Способность испытывать желание рождается в субъекте как полуосознанная тревога, ищущая выхода вовне, она предшествует встрече с объектом. Именно это состояние человеческой личности и направляет желание субъекта на поиск объекта, достойного желания — а именно на объект, уже ставший желанным для другого. Для обозначения отношения желающего субъекта с желающим другим Жирар вводит понятие образца-препятствия — соперника, выступающего одновременно и транслятором модели желания, и препятствием на пути к его удовлетворению.

Почему люди враждуют? Агрессия, зависть, козлы отпущения, чувство вины и новая солидарность в философии Рене Жирара

Термин skandalon, интересующий Жирара в связи с библейскими сюжетами, обладает сходными функциями — им обозначается «препятствие», «западня на дороге», «камень преткновения», а корень «скадзо» означает «хромать»: «Если собрать все употребления этого слова, на первый взгляд слишком разнородные, то нельзя не прийти к выводу, что скандалон — это препятствие в миметическом соперничестве, образец, который противодействует порывам своего подражателя-ученика и становится для него неисчерпаемым источником болезненного очарования. В Евангелиях скандалон — это никогда не материальный объект, но всегда Другой, или же я сам как отчужденный от Другого».

Схема, описывающая механизм миметического желания, получает у Жирара название «треугольника желания» (le désir triangulaire) или, в более поздний период — «треугольного соперничества». Это понятие появляется во многом благодаря критике психоаналитической модели эдипова треугольника, через анализ новоевропейской литературы и внимательную, детальную проработку таких фигур коллективного воображаемого, как соперничество, зависть и ревность. В заочной полемике с Фрейдом Жирар вырисовывает собственное понимание треугольника, основанное не на переживании субъектом тяги к матери и зависти к отцу, но на более общем основании желающего мимесиса, вмещающего в себя игру перемещающихся и взаимопроникающих ролей.

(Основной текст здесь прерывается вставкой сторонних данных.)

PR #560, opened 2026-07-02
feat!: Refactor `CheckedName`/`check_input`

spencewenski:
Minor refactor of `CheckedName` struct and `check_input` function into `QueueName` struct and `check_queue_name` function.

- Place the new struct and method in the new `types/queue_name` module
- Create private sub-module to contain the `MAX_PGMQ_QUEUE_LEN` constant and the intermediary constants used to calculate its value
- Add missing calls to `check_queue_name` in `PGMQueueExt` methods
- Impl `AsRef` and `Deref` for `QueueName` to make it easy to use as a paramter in SQL commands with a simple deref (e.g., `*queue_name`)
- Define a new `QueueNameError` enum to provide more detailed error responses for invalid queue names
- Add dependency on `rstest`, a crate that provides macros to help with writing parameterized tests
- Add tests for the checks in `check_queue_name`, using `rstest` to help with testing multiple different inputs using shared test logic

### DIFF
--- a/pgmq-rs/src/types/queue_name.rs
+++ b/pgmq-rs/src/types/queue_name.rs
@@ -1,0 +1,161 @@
+use constants::MAX_PGMQ_QUEUE_LEN;
+use std::fmt::{Display, Formatter};
+use std::ops::Deref;
+use thiserror::Error;
+
+/// Private module to contain constants used to calculate [`MAX_PGMQ_QUEUE_LEN`]. Intermediary
+/// constants are kept private to the module to ensure they are not referenced by accident.
+///
+/// Relevant docs: <https://www.postgresql.org/docs/current/sql-syntax-lexical.html#SQL-SYNTAX-IDENTIFIERS>
+mod constants {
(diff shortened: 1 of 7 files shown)


pgmq-rs/src/types/queue_name.rs
```diff
@@ -0,0 +1,161 @@
...
+impl QueueNameError {
+    /// Construct [`QueueNameError::Other`] from the given error/message.
+    pub fn other(err: impl ToString) -> Self {
+        Self::Other(err.to_string())
+    }
+}
+
+/// A valid queue name.
+#[derive(Debug, Clone, Copy)]
+pub struct QueueName<'a>(&'a str);
```
spencewenski, line 47: `QueueName` isn't used anywhere yet, but I plan to use it in https://github.com/pgmq/pgmq/pull/549. I pulled it out into this separate PR in order to make #549 smaller.

ChuckHend (approved):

Конфликт как кризис различий: треугольник соперничества

Обезразличенность, спровоцированная соперничеством, вводит участников миметического процесса в то состояние, в котором больше не действует система запретов, не работают механизмы контроля и нивелируются все возможные нормы, и каждый может стать соперником каждого. Причинно-следственные связи перестают работать в обычном режиме, рациональность дает сбои, а явления соединяются между собой в чудовищном, фантасмагорическом порядке.

Страх перед зеркалами и двойниками, мистическая аура вокруг близнецов и отражений, репрезентированная в многочисленных приметах, ритуалах и предостережениях всех народов мира, фундирована ужасом перед этой утратой различий, растворением всякой индивидуальности, иными словами — перед дознаковым и доинституциональным состоянием общества, отраженном в представлениях о первородном хаосе.

Классический антропологический спор о первенстве мифа и ритуала в жирардианской оптике нивелируется, поскольку и тот и другой имеют одну и ту же природу — страх перед заразностью миметического соперничества, подводящий к необходимости структурировать социальную реальность — как через конструирующий реальность рассказ (в мифе), так и через конструирующее реальность действие (в ритуале).

В качестве яркого примера схемы миметического заражения Жирар нередко обращается к образу чумы. Чума, как метафора социального разлада и хаоса, неоднократно используется им для иллюстрации механики подражания, ее действие — аналогичное действию миметического кризиса — репрезентируется в художественной культуре именно по той причине, что общество на интуитивном уровне ощущает генетическое родство между опасностью пандемии и социальными треволнениями, как если бы в основе каждого из них лежал один и тот же подражательный механизм.

Сходные позиции относительно социальной значимости чумы транслировал и Антонен Арто: в работе «Театр и его двойник» высказывая свою убежденность в том, что градус моральной паники вокруг пандемии всегда влечет за собой падение общественных устоев, законопорядка и нравов — и вовсе не только потому, что заболевание затрагивает мозг и повергает заразившихся в безумие, но в силу природы дурного миметизма, охватывающего все большие и большие пласты населения.

Миметический кризис — ситуация всеобщей утраты различий, в которой нарастает градус антагонизма всех со всеми, и насилие не имеет направления, распространяясь хаотично.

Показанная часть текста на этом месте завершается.